PR #7239, opened 2020-07-19
fix path in RebuildMGFX.bat

cpt-max:
I also added a pause at the end so you can read error messages.


harry-cpp:
Thanks @cpt-max !

PR #7242, opened 2020-07-22
Hull, Domain and Geometry Shaders for WindowsDX

cpt-max:
This pull request is based on [JSandusky's MonoGame branch](https://github.com/JSandusky/MonoGame).
It adds the missing DX11 shader stages to the framework and to the content pipeline (mgfxc). 
I created this [MonoGame sample project](https://github.com/cpt-max/ShaderTest) to test the new stages.

The MGFXVersion has been raised to 10 which means shader content need to be rebuilt. 
The changes shouldn't break other platforms (theoretically), but they add some non-functional elements to the framework, like for example new PrimitiveTypes that only work with hull shaders. I could #if them out of those platforms for now, but I'd prefer to make them functional instead :)

The DX unit tests didn't work for me, every test that needs a DX device fails to create one. What am I missing? OpenGL unit tests work fine.


tomspilman:
So for sure this needs to sit at least until 3.8 is out the door... we'll get this into 3.9.

MonoGame.Framework/Graphics/Shader/ShaderStage.cs
```diff
@@ -4,5 +4,8 @@ internal enum ShaderStage
     {
         Vertex,
         Pixel,
+        Hull,
+        Domain,
+        Geometry,
```
tomspilman, line 9: We should document exactly what these are even with it being internal.  Will help when we port to new platforms and also when we move to make the Shader API public.

tomspilman:
@cpt-max - You should add a new effect processor test for these new shader stages.  These were moved here:

https://github.com/MonoGame/MonoGame/blob/develop/Tools/MonoGame.Tools.Tests/EffectProcessorTests.cs

You will need to put a `#if DIRECTX` around it keep it from running the tests on the Mac.

georg-eckert-zeiss:
@cpt-max - I had a look into your PR. Looks very promising, great work! 

I noticed that `PrimitiveType` does not contain `LineListAdj`, `LineStripAdj`, `TriangleListAdj` and `TriangleStripAdj` - on purpose?

Cheers,
Georg

cpt-max:
> I noticed that `PrimitiveType` does not contain `LineListAdj`, `LineStripAdj`, `TriangleListAdj` and `TriangleStripAdj`

I'll add those when I update this PR.

cpt-max:
@tomspilman I added the documentation and unit tests you requested. I don't think the DIRECTX symbol is defined though, so those tests don't run.
@georg-eckert-zeiss the adjacency primitive types are now available.

tomspilman:
Thanks @cpt-max .  I'll find some time to review this in more detail this week.

georg-eckert-zeiss:
> @georg-eckert-zeiss the adjacency primitive types are now available.

Great : ) Thank you. Really looking forward to this.

cpt-max:
I didn't realize at first that some files in MGFXC are supposed to be autogenerated by TinyPG, rather than changed manually. With the latest commit they are autogenerated again.

cpt-max:

PR #7246, opened 2020-07-25
Fix for #7195 - Add FromNativeHandle() to RenderTarget2D

YTN0:
@Jjagg This is an updated fix for #7195 to add support for wrapping a native ID3D11Texture2D handle. This is useful for anyone who wants to support OpenXR, since OpenXR handles the creation of the ID3D11Texture2D textures in the OpenXR runtime.

I updated this based on the new code that @nkast submitted that got merged into develop. 

Note: I tested these changes with my OpenXR code and it works without any issues.

CC: @tomspilman


YTN0:
Any chance someone could take a look at this PR?

Thanks.

PR #7247, opened 2020-07-25
Fix location of Info.plist in packaging documentation

nathanhoad:
The `Info.plist` should be *inside* the top level `Contents` folder otherwise you get a message about the app being "damaged or incomplete".


Jjagg:
Thanks!

PR #7251, opened 2020-07-25
Upgrade VSMac addin

harry-cpp:
- MGCB Editor is now properly set as a default editor
- Fixed some minor issues in MGCB Editor property grid
- VSMac addin project is connected to the mac tools solution
- Added MGCB Editor Pad


harry-cpp:
I'll get some important bits in a separate PR.

PR #7253, opened 2020-07-25
VSMac addin fixes

harry-cpp:
- Fixed MGCB Editor not set as default
- Hide MGCB Editor option if MGCB Editor is not in the system
- Add addin to the Mac Tools solution


SimonDarksideJ:
Tested and working

SimonDarksideJ:
Also confirmed that after running mgcb-editor --register on a mac with this PR now enables opening the editor from VS for mac.

Will update the docs

Issue #44, opened 2020-06-08
Expose x_field, y_field arguments in proximity tools


brendancol:
Right now proximity requires `x` `y` named fields in the xarray.DataArray.  Lets expose `x_field` and `y_field` optional arguments as overrides.

PR #45, opened 2020-06-10
Proximity hot fix_issue44

kristinepetrosyan:
#44


brendancol:
@kristinepetrosyan Nice! small change
- [ ] change `xcord`, `ycord` to just `x='x'` and `y='y'` in the proximity func sig (and update docstring / tests accordingly)

PR #47, opened 2020-06-14
slope: validate output

thuydotm:


brendancol:
@thuydotm make sure there are no big files committed here.   Instead of needing an external `tif`, create a small fixture (30  x 20) or something not square to run tests on.

brendancol:
- you can use open_rasterio...to read the images in
- take a 5x4 chunk out of DEM and copy into `test_slope`
- take a 5x4 chunk out of calculated (`planar_slope....tif`) version and copy into `test_slope`
- remove large files from PR
-

brendancol:
Make tests look something like: https://github.com/makepath/xarray-spatial/blob/master/xrspatial/tests/test_zonal.py#L395-L404

brendancol:
@thuydotm looks like there is close to all that is left here

thuydotm:
@brendancol conflict resolved

brendancol:
- [ ] drop the notebook from PR
- [ ] drop txt file

PR #85, opened 2020-07-22
List all the dependencies

ocefpaf:
I used `depfinder` to list all the dependencies. Maybe most of them are optional and we may need to adjust them. I know that at least `scikit-learn` is needed at import time.


brendancol:
@ocefpaf Yes...we are about to drop that dependency soon. But this is great thank you! I can push another release

ocefpaf:
> @ocefpaf Yes...we are about to drop that dependency soon. But this is great thank you! I can push another release

Thanks! That would be nice so we can get the conda package going. We can drop the unused deps kater.

brendancol:
@ocefpaf hey I just cut a `0.0.8` release which includes this PR.  What else can I do to help get the package out?

ocefpaf:
Let's watch https://github.com/conda-forge/staged-recipes/pull/12177 and see if that passes. It worked for me locally so I think 0.0.8 is a winner :stuck_out_tongue:

PR #117, opened 2020-08-05
Add A* pathfinding

thuydotm:


brendancol:
@thuydotm super exciting!

- [ ] add example to `user_guide.ipynb`
- [ ] benchmark and numba-ize

brendancol:
@thuydotm Let's also prepare a separate example using the City of Austin Road Network:

### Download Data
https://data.austintexas.gov/Locations-and-Maps/Street-Centerline/m5w3-uea6

### Create Lines:
```python
streets = geopandas.read_file('zip://./data/Street Centerline.zip')
streets = streets.to_crs({'init': 'epsg:4326'})

xs = []
ys = []
for s in streets.geometry.values:
    try:
        coords = s.coords.xy
        xs += coords[0].tolist()
        ys += coords[1].tolist()
        
        xs.append(np.nan)
        ys.append(np.nan)
    except:
        continue
        
street_df = pd.DataFrame(dict(x=xs, y=ys))
street_df
```

### Rasterize using datashader.Canvas.lines

### Pick two locations and run A* between them using the roads as the only valid values.   # Note that the start or destination may need to be snapped to the grid so they are not fully surrounded by barrier pixels

thuydotm:
@brendancol ok, I'm working on it

brendancol:
@thuydotm also, let's change the output to be an equal sized Xarray with NaNs for non-path pixels, and the value of the path pixels being the current cost up to that point...

jbednar:
It looks to me like this is doing pathfinding on a pixel basis, reporting a binary mask of pixels that are on the path? If so, would there be a nice way to extract a vector path out of this or provide that as a separate output, which would encode the directionality explicitly?  At least in a central-city road grid network, simplifying adjacent pixels that are on a line (according to some fuzzyness measure) might also be useful.

brendancol:
@jbednar yes totally.  I think it would be nice to have a generic "vectorize (as it raster -> vector geometry)" which could handle points, lines, and polygons. Then the result of a_star_search could be a xr.DataArray shoulding cumulative travel cost...but which could easily be turn to a vector path using the "vectorize" (something with a ambiguous name than that)
.

jbednar:
Sounds good, as long as the A* search is guaranteed not to create a crossing path (which I _think_ it is?). I think a crossing path would be ambiguous about directionality at the pixel level, so that it would be unclear how to convert it into a vector path.

PR #118, opened 2020-08-07
A*: an example of Austin road network

thuydotm:


thuydotm:
- [] prepare a separate example using the City of Austin Road Network
- [] add snap option
- [] benchmark and numba-ize
- [] add Pathfinding Supported Spatial Functions in README.md
- [] add example to user_guide.ipynb

thuydotm:
@brendancol snap option has been added, also the return of a_star_search is now a xarray DataArray. I'm working on numba-ization. I think it would require changes in data structure.

PR #122, opened 2020-08-18
Allow all numpy float data types, not just numpy.float64

jthetzel:
Xarray-spatial checks if data array data types are a subclass
of numpy.float. However, numpy.float is an alias of
builtins.float, of which only numpy.float64 is subclassed.
Changing numpy.float to numpy.floating allows all numpy float
data types.


brendancol:
@jthetzel Thanks for the PR.  We are reviewing and will get it merged ASAP.  So great to have another contributor!

Issue #125, opened 2020-08-31
Add annulus kernel to focal statistics


chase-dwelle:
In addition to the circular kernel, I would like to have the ability to use an [annulus](https://en.wikipedia.org/wiki/Annulus_(mathematics)) as a mask for calculating spatial statistics.

I am dealing with high resolution datasets and radii in the [km] range. Don't think there would be issues with converting from `circle->ellipse` at larger radii for an annulus, but correct me if I'm wrong.

Happy to contribute this if the authors feel it's useful.

brendancol:
@chase-dwelle hey thanks for the suggestion

Would love an annulus kernel.  We also just generally need more eyes on the focal module and would love more contributors.

chase-dwelle:
Thanks, opened up a PR to add the kernel. Probably worth considering abstracting out kernel generation into its own class or set of functions, though I am not sure what other kernels are popular with geospatial analysis.

Issue #124, opened 2020-08-31
Implications of using absolute cellsize after conversion from latlng to meters?


chase-dwelle:
I'm using focal statistics with GeoTIFFs in EPSG:4326, I used the `lnglat_to_meters` to convert the coordinates to meters. However, when doing this [I get a negative `cellsize_y`](https://github.com/makepath/xarray-spatial/blob/f6cb493678a8a5bc78dc6fac3aebe63bb224d644/xrspatial/focal.py#L90), which causes downstream issues.

Is there any issue with using `return cellsize_x, np.abs(cellsize_y)` to address this, or will their be ramifications I'm not accounting for?

chase-dwelle:
This change was merged, code change is here: https://github.com/chase-dwelle/xarray-spatial/blob/644a37be6a241939ccdd7ac0962e2a0c0deb0124/xrspatial/focal.py#L97

PR #126, opened 2020-08-31
Add annulus focal kernel

chase-dwelle:
Addresses #125, #124

Using the circle kernel to extend to an annulus kernel. Implementation excludes the cells on the bound of the inner radius of the annulus.

Also implements the ability to return the raw z-scores from `hotspots`.

### DIFF
--- a/xrspatial/focal.py
+++ b/xrspatial/focal.py
@@ -332,12 +332,12 @@ def _hotspots(z_array):
     return out
 
 
-def hotspots(raster, x='x', y='y', kernel_shape='circle', kernel_radius=10000, zscore=False, r2=None):
+def hotspots(raster, kernel, x='x', y='y'):
     """Identify statistically significant hot spots and cold spots in an input
     raster. To be a statistically significant hot spot, a feature will have a
     high value and be surrounded by other features with high values as well.
     Neighborhood of a feature defined by the input kernel, which currently
-    support a shape of circle and a radius in meters.
+    support a shape of circle, annulus, or custom kernel.
 
     The result should be a raster with the following 7 values:
     90 for 90% confidence high value cluster
@@ -353,7 +353,6 @@ def hotspots(raster, x='x', y='y', kernel_shape='circle', kernel_radius=10000, z
     raster: xarray.DataArray
         Input raster image with shape=(height, width)
     kernel: Kernel
-    zscore: If True, return z-scores instead of hotspots
 
     Returns
     -------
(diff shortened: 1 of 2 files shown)


chase-dwelle:
Thinking the kernel should be "pure" and not include the focal point. Will push a change.

thuydotm:
Thanks for the PR, I would love to have some tests with this annulus kernel. With the `zscore` option added to `hotspots`, I think we should have a separate function for it. 

The ongoing stuff with focal is to allow some other kernel shapes (eg: cone, wedge) and also custom kernel. We'd better supply kernel value to a function instead of creating them inside the function, I believe. So basically, the interface should look be something like this:

```python
def _validate_kernel_shape(values, shape, radius, outer_radius, inner_radius, ...):
    if (shape == 'circle'  and radius is valid):
        if values is not None or outer_radius is not None or inner_radius is not None:
             raise ValueError("""circular kernel must be specified by shape='circle' and a valid `radius`, recieved: ...""")
    # check other kernel shapes
    ....

def create_kernel(cellsize_x, cellsize_y, values, shape, radius, outer_radius, inner_radius):
      _validate_kernel_shape()
      if shape == 'circle':
           kernel = _gen_circular_kernel(cellsize_x, cellsize_y, radius)
      elif shape == 'annulus':
           kernel = _gen_annulus_kernel(cellsize_x, cellsize_y, outer_radius, inner_radius)
      ....
      return kernel

def apply(raster, kernel, func):
      ....
```

chase-dwelle:
Thanks, will make these changes. Would it make sense to extend the kernel by passing `**kwargs` considering the expansion of kernel shapes? Could also pass it as a dictionary to make definition and declaration of kernels more explicit.

thuydotm:
@chase-dwelle with the expansion of kernel shapes, I'm thinking that we can provide a bunch of functions that explicitly tell the shape in their names instead of having 1 function with a long list of args.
^^^^^^^^
Which lines above hold the string "dependency"? Please copy all of them.

@ocefpaf Yes...we are about to drop that dependency soon. But this is great thank you! I can push another release
> @ocefpaf Yes...we are about to drop that dependency soon. But this is great thank you! I can push another release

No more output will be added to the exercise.